Александр Пятигорский


Дмитрий Волчек: Прошел год со дня смерти философа и писателя Александра Моисеевича Пятигорского. Мы с моим коллегой Кириллом Кобриным, который хорошо знал Пятигорского, договорились поговорить о его романе ''Вспомнишь странного человека''.

Кирилл, я помню наш давний разговор об этой книге: вы говорили о том, как тяжело она открывается читателю, как трудно найти к ней ключ, как легко заблудиться в этом лабиринте. Вы для себя нашли из этого лабиринта выход?

Кирилл Кобрин: Как мне кажется - да, хотя ни о чем утвердительно говорить, когда мы говорим о Пятигорском, совершенно невозможно. Прежде всего, надо помнить, что Александр Моисеевич Пятигорский никакой не беллетрист, он философ, который периодически, так сказать, забредал в разные ситуации. Вот точно так же, как он читал лекции (когда он читал лекции, он все время ходил по аудитории - то туда забредет, то сюда забредет), он иногда забредал вот в такую ситуацию сочинения романа. Он написал три романа, это ''Философия одного переулка'', ''Вспомнишь странного человека'' и ''Древний человек в городе'', три раза он забрел в ситуацию романа, и три романа получились довольно разные, хотя они объединены, безусловно, и личностью самого Пятигорского, и некоторым набором интенций, если угодно, которые там выражены, благодаря которым эти произведения и можно читать. Еще раз скажу, литературных красот или даже сколь-нибудь привычных для чтения беллетристики вещей, связанных с описаниями природы, с сюжетами, с последовательностью событий, а иногда даже и со здравым смыслом в этих романах не найдешь, там происходят самые что ни на есть фантастические вещи. В ''Философии одного переулка'' главного героя — мальчика — сажают в 1937 году на поезд в Москве, он засыпает и просыпается на платформе в Париже, где его встречает небольшая делегация довольно известных людей. И вот такие вещи происходят с совершенно разными персонажами, вещи фантастические с точки зрения обычного мышления или просто даже здравого смысла. Но нужно помнить, что философ, который забрел в ситуацию романа и поставлен перед необходимостью сочинить книгу, в который есть какие-то герои, которые что-то говорят, что-то обсуждают и что-то с ними происходит, он это делает, но логика, которая за этим стоит, совершенно не беллетристическая, а совершенно иная. В общем, можно сказать, что и первый, и второй, и третий роман, особенно второй - ''Вспомнишь странного человека'', это романы об истории.

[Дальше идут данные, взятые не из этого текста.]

PR #458, opened 2017-08-31
IOS-297 - Add passphrase warning when trying to deposit.

roberthein:
Show a warning when going to `Deposit` when passphrase isn't verified.
Present `Passphrase backup` from `Deposit` screen.
Cleanup `PassphraseEnableController`.
Tweak dismiss handling of `PassphraseVerifyController`.

img_3865

img_3866


Toshi/Controllers/Settings/AddMoney/AddMoneyController.swift
```diff
@@ -61,6 +65,23 @@ class AddMoneyController: UIViewController {
         stackView.edges(to: scrollView)
         stackView.width(to: scrollView)
     }
+    
+    override func viewDidAppear(_ animated: Bool) {
+        super.viewDidAppear(animated)
+        
+        if !isAccountSecured {
```
yuliaveres: isn't that better to return if account is secure - and then keep the whole method not in `if` scope ?

Toshi/Controllers/Settings/Passphrase/PassphraseEnableController.swift
```diff
@@ -74,22 +69,35 @@ class PassphraseEnableController: UIViewController {
...
-            self.actionButton.bottomAnchor.constraint(equalTo: self.view.bottomAnchor, constant: -30)
+            actionButton.centerXAnchor.constraint(equalTo: view.centerXAnchor),
+            actionButton.bottomAnchor.constraint(equalTo: view.bottomAnchor, constant: -30)
         ])
     }
+    
+    override func viewWillAppear(_ animated: Bool) {
+        super.viewWillAppear(animated)
+        
+        if presentationStyle == .modal {
```
yuliaveres: 🤔  i think we can check for self.presentingViewController - if any, means presented modally, not pushed. ?
also, it would show up too much i guess. what if u pressed Verify and Cancel - again this alert. 🤔 
would u mind implementing some protocol informing when `PassphraseEnableController` is going to finish / cancel thus here u will know if there is a need to show it on appear which is going to happen? Right? 
then on each appear check this private state , just like `isAccountSecured`, which will depend on `presentingViewController != nil` and if we are cancelled from `PassphraseEnableController` ?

Дмитрий Волчек: Роман ''Вспомнишь странного человека'' был переведен на немецкий язык, в 2001 году в Берлине состоялась презентация, и во время этой презентации возникла полемика. Наш корреспондент Юрий Векслер побывал на этом вечере. Послушаем записи, которые он тогда сделал.

Юрий Векслер:
Презентация эта собрала тогда, неожиданно для многих, большую аудиторию. По традиции подобных вечеров, автор и переводчик романа поочередно прочитали несколько его фрагментов. Александр Пятигорский читает из романа ''Вспомнишь странного человека'' эпизод посещения героем повествования, русским промышленником Михаилом Ивановичем, банкира Маркуса Валленберга в середине 20-х годов:

Александр Пятигорский:

''Рапалло, - звучал нагретый жаром гостиной низкий мягкий голос Маркуса, - могло бы быть началом этого органического для обеих разоренных стран союза. Этот союз успокоит жажду реванша у немцев и поможет разумной организации русских". Боже милостивый, не сошел ли этот человек с ума! Или он уже пытается заглушить сомнение? "Господин Валленберг, видели ли вы когда-нибудь своими глазами, ну, Людендорфа?" - "Не имел удовольствия". - "А Ленина?" - "Разумеется же нет, но думаю, что эти два человека вполне могли бы договориться при личной встрече, если, конечно, этому не помешает третья сторона. Сам я от всего сердца был бы готов содействовать этому сближению всеми имеющимися у меня средствами (а не содействовал ли уже?)''.

Юрий Векслер: Затем слово взял немецкий историк, специалист по советской истории Карл Шлёгель. Он, в частности, сказал:

Карл Шлёгель: Я должен заметить, что, как историк, я не являюсь поклонником творчества, в котором историческая личность берется в качестве предлога для повествования. Я считаю, что следует находиться в соответствии историческим личностям. Но есть свобода писателя, позволяющая ему делать с персонажем, в том числе и с историческим, что ему заблагорассудится. В данном случае мы имеем дело с представлением атомизированной, раздробленной и погребенной под обломками истории биографии Михаила Ивановича Терещенко. Это легитимно, но я как историк, желал бы иного, однако это было огромное удовольствие и прекрасное переживание услышать авторское чтение Александра Пятигорского.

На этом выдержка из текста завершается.